Welche Variante verbraucht weniger Strom? +
Im Einzelgang liegt die Infrarotkabine meist vorn: Sie ist in wenigen Minuten einsatzbereit und braucht keine lange Aufheizphase. Die finnische Sauna heizt länger vor und arbeitet mit höherer Leistung – der Verbrauch pro Sitzung fällt entsprechend höher aus.
Brauche ich für beide einen Starkstromanschluss? +
Nein. Viele Infrarotkabinen laufen über eine normale 230-V-Steckdose. Finnische Saunen mit Elektroofen ab etwa 3,5 kW brauchen dagegen fast immer einen 400-V-Starkstromanschluss, der von einer Elektrofachkraft gelegt wird.

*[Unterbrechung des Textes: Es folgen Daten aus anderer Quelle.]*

PR #619, opened 2018-10-11
Adding a menu of functions for testlib

castulo:
This commit adds a menu of the functions that are available for
users when writing tests or just using the library to create
resources to test their code.

### DIFF
--- a/test/functional/testlib.bash
+++ b/test/functional/testlib.bash
@@ -39,7 +39,7 @@ export EBADCERT=24  # unable to verify server SSL certificate
 # global constant
 export zero_hash="0000000000000000000000000000000000000000000000000000000000000000"
 
-generate_random_content() { 
+generate_random_content() { # swupd_function
 
 	local bottom_range=${1:-5}
 	local top_range=${2:-100}
@@ -49,7 +49,7 @@ generate_random_content() {
 
 }
 
-generate_random_name() { 
+generate_random_name() { # swupd_function
 
 	local prefix=${1:-test-}
 	local uuid
@@ -64,7 +64,7 @@ generate_random_name() {
 # Parameters:
 # - key_path: path to private key
 # - cert_path: path to public key
-generate_certificate() {
+generate_certificate() { # swupd_function
 
 	local key_path=$1
 	local cert_path=$2
@@ -99,7 +99,7 @@ generate_certificate() {
 # Creates the trusted certificate store and adds one certificate
 # Parameters:
 # - cert_path: path of certificate to add to trust store
-create_trusted_cacert() {
+create_trusted_cacert() { # swupd_function
 
 	local cert_path=$1
 	local counter=0
@@ -136,7 +136,7 @@ create_trusted_cacert() {
 }
 
 # Deletes the trusted certificate store
-destroy_trusted_cacert() {
+destroy_trusted_cacert() { # swupd_function
 
 	# only the test that created CACERT_DIR can erase it which stops
 	# tests from erasing CACERT_DIR when they fail before creating it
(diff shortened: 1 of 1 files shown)


icarus-sparry:
I don't think the implementation is a good idea. POSIX only allows the 'foo()' format for declaring a function. 'function foo' is an extension which means different things in ksh, bash, dash etc. In dash it is invalid, in bash it is the same and in ksh it introduces different scoping rules for local variables.

I think a better implementation would use a "magic comment" to mark things that should be ignored.

 I wonder if the sorts are a good idea. The fact that you are splitting function names which contain "assert" apart suggests that a pure sorted list is not exactly what is needed.

Perhaps you could instead look for lines matching say '^## [0-9]+ ', sort them, and then remove the first two 'words' would allow a more general arrangement of the output. It would also allow you to remove the special case code for the headings, you could have '## 0 heading for section 1' and '## 2 heading for section 3' lines.

otaviobp:
> I don't think the implementation is a good idea. POSIX only allows the 'foo()' format for declaring a function. 'function foo' is an extension which means different things in ksh, bash, dash etc. In dash it is invalid, in bash it is the same and in ksh it introduces different scoping rules for local variables.

We are using bats for testing and only bash is supported, so I don't see a reason on being concerned about that.

> I think a better implementation would use a "magic comment" to mark things that should be ignored.

Anyway, I think it's a better idea to use a magic comment. But instead of a comment for ignore I would add a comment for listing it. You could have

     foo() { #swupd_function

and 

    assert_bla() { #swupd_assert

and grep for that comment.

> I wonder if the sorts are a good idea. The fact that you are splitting function names which contain "assert" apart suggests that a pure sorted list is not exactly what is needed.

I'm ok on just a regular sort for now as we don't have a really big number of functions. But I agree that it's nice to have that organized by sections

castulo:
Thanks @icarus-sparry and @otaviobp that is really good feedback

test/functional/testlib.bash
```diff
@@ -2693,3 +2705,40 @@ assert_files_not_equal() {
...
+# Parameters:
+# - prefix: a prefix that could be used to filter functions
+testlib() {
+
+	local prefix=$1
+	local funcs
+	local assertions
+
+	funcs=$(grep "$prefix.*() { [#] swupd_function" "$FUNC_DIR"/testlib.bash | cut -f1 -d "(")
+	assertions=$(grep "$prefix.*() { [#] assertion" "$FUNC_DIR"/testlib.bash | cut -f1 -d "(")
```
jwakre: For these regex to match the function prefixes, they should start at the beginning of the line.

test/functional/testlib.bash
```diff
@@ -2693,3 +2705,40 @@ assert_files_not_equal() {
...
+	echo ""
+	if [ -z "$prefix" ]; then
```
otaviobp: I prefer to leave the header even if prefix is set.

test/functional/testlib.bash
otaviobp: You are right. But I prefer the way it is now.
So:

     $ testlib not

will print all functions with not in the name, like:

    assert_status_is_not
    assert_dir_not_exists
    assert_file_not_exists
    assert_not_in_output
    assert_is_not_output
    assert_regex_not_in_output
    assert_regex_is_not_output
    assert_not_equal
    assert_files_not_equal

jwakre: In that case, I think the prefix argument name and description should be changed to remove confusion.

castulo: that is a good idea @jwakre, I'll update that

test/functional/testlib.bash
castulo: I will fix that @otaviobp

castulo:
@otaviobp, @jwakre, I have addressed your issues in this new PR update.

PR #623, opened 2018-10-16
test: Test if make install is installing all necessary files

otaviobp:
Check if all files expected to be installed in a full installation are
really installed

### DIFF
--- a/Makefile.am
+++ b/Makefile.am
@@ -221,9 +221,11 @@ dist_check_SCRIPTS += test/functional/generate-cert.prereq
 
 parallel_tests = $(BATS:.bats=.log)
 $(parallel_tests) : test/functional/generate-cert.log
+
+install-check:
+	test/installation/test.bats
+
 endif
-
-
 
 if COVERAGE
 AM_CFLAGS += --coverage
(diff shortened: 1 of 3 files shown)


Makefile.am
```diff
@@ -221,14 +221,16 @@ dist_check_SCRIPTS += test/functional/generate-cert.prereq
...
+install-check:
+	test/installation/test.bats
 
+endif
 
 if COVERAGE
 AM_CFLAGS += --coverage
 
-coverage: coverage-clean
+coverage: coverage-clean ]
```
phmccarty: This looks like an accidental change

otaviobp: I wonder how this is not breaking any test. I'll remove that. it was an accident. thanks

test/installation/test.bats
```diff
@@ -0,0 +1,25 @@
+#!/usr/bin/env bats
```
castulo: Remember that if you don't specify a [setup](https://github.com/clearlinux/swupd-client/blob/master/test/functional/testlib.bash#L2335) function a test environment is going to be created by default.
The same applies for the [teardown](https://github.com/clearlinux/swupd-client/blob/master/test/functional/testlib.bash#L2342) function.

If you want to save that extra time, just add an empty setup and teardown methods to your test:

```
test_setup() {

	# do nothing
	return

}

test_teardown() {

	# do nothing
	return

}
```

PR #625, opened 2018-10-17
Remove 404 from the list of possible swupd return codes

otaviobp:
Linux programs return code should be a number between 0 and 255, so 404 is an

Was passt besser in eine kleine Wohnung? +
Meist die Infrarotkabine: Sie ist kompakt, kommt oft mit Schuko-Stecker aus und stellt geringere Ansprüche an Lüftung und Anschluss. Eine finnische Kabine braucht mehr Platz, einen festen Stellplatz und in der Regel Starkstrom.